Court of Appeals of Arkansas, Division II

February 14, 2018

JAMES ERNEST DUFF APPELLANT
v.
STATE OF ARKANSAS APPELLEE

         APPEAL FROM THE MILLER COUNTY CIRCUIT COURT [NO. 46CR-16-454] HONORABLE BRENT HALTOM, JUDGE

          Phillip A. McGough, P.A., by: Phillip A. McGough, for appellant.

          Leslie Rutledge, Att'y Gen., by: Adam Jackson, Ass't Att'y Gen., for appellee.

          BART F. VIRDEN, JUDGE.

         A Miller County jury convicted appellant James Ernest Duff of being a felon in possession of a firearm. The jury sentenced him as a habitual offender to twelve years' imprisonment, and he was ordered to pay a $10, 000 fine. He raises two arguments on appeal. Duff argues that the trial court erred (1) in admitting a firearm into evidence over his chain-of-custody objection and (2) in denying his motion to suppress evidence. We affirm.

         I. Summary of Trial Testimony

         On May 22, 2016, Officer William Daugherty with the Texarkana Arkansas Police Department stopped a vehicle with a defective headlight. Officer Daugherty asked the driver whether there were any weapons or anything illegal inside the vehicle, to which Duff said that he had some knives in a bag. Officer Daugherty asked to search the vehicle, and Duff consented. Before the search began, Duff told Officer Daugherty that there was also a gun inside the bag. Officer Daugherty testified that Duff had told him that the .380-caliber semi-automatic pistol did not belong to him, that it had been in the borrowed vehicle's glove compartment, and that he had unloaded it and placed it in his bag.

         II. Discussion

         A. Chain of Custody

         The purpose of establishing chain of custody is to prevent the introduction of evidence that has been tampered with or is not authentic. Laswell v. State, 2012 Ark. 201, 404 S.W.3d 818. The trial court must be satisfied within a reasonable probability that the evidence has not been tampered with, but it is not necessary for the State to eliminate every possibility of tampering. Id. Minor uncertainties in the proof of chain of custody are matters to be argued by counsel and weighed by the jury, but they do not render the evidence inadmissible as a matter of law. Id. Absent evidence of tampering, the trial court's ruling will not be disturbed unless it was a clear abuse of discretion. Id.

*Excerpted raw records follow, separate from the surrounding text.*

PR #292, opened 2023-07-03
Fix numpy deprecation warning when using array with single entry as a scalar

Luthaf:
This also removes some `try/catch` blocks, which will help with TorchScript support (#280 is another step in this direction).

----
:books: Documentation preview :books:: https://equistore--292.org.readthedocs.build/en/292/

### DIFF
--- a/python/equistore-operations/tests/multiply.py
+++ b/python/equistore-operations/tests/multiply.py
@@ -266,14 +266,11 @@ class TestMultiply(unittest.TestCase):
         keys = Labels(names=["key_1", "key_2"], values=np.array([[0, 0], [1, 0]]))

         Officer Daugherty testified that he recognized the firearm that the State was attempting to introduce into evidence as the one he had removed from Duff's bag inside the vehicle that Duff had been driving that night. Officer Daugherty stated that he had placed the firearm inside a package at the crime scene and logged it into evidence in the department's property room. Officer Daugherty conceded that the firearm was not in the original packaging that he had placed it in at the scene but stated that it was "a pretty identifiable firearm." He further testified that he had written the firearm's serial number in his report. Defense counsel objected to introduction of the firearm, arguing that there had been "a major break in the chain of custody" because the original packaging from the scene was missing. The trial court overruled the objection, noting that a weapon with a serial number on it is a unique item, and admitted the firearm into evidence. Officer Chase Dixon, who had assisted Officer Daugherty at the scene, also identified State's exhibit 2 as the firearm that had been taken from Duff's bag.

         Detective Romeo Cross with the Texarkana Arkansas Police Department testified that exhibit 2 looked like the firearm that he had test fired the day before trial. He said that he had gone to the property room, checked out the firearm on the property log, fired it at the firing range, and returned it to the property room. The property log was introduced into evidence, and Detective Cross identified his signature showing that he had checked out the firearm and returned it the day before trial and that he had checked out the firearm to bring to court on the day of trial. Detective Cross stated that, when evidence is checked out and taken somewhere, it should be signed out. Defense counsel produced a photocopy of the firearm and pointed out that there was no notation on the property log showing that it had been removed from the property room.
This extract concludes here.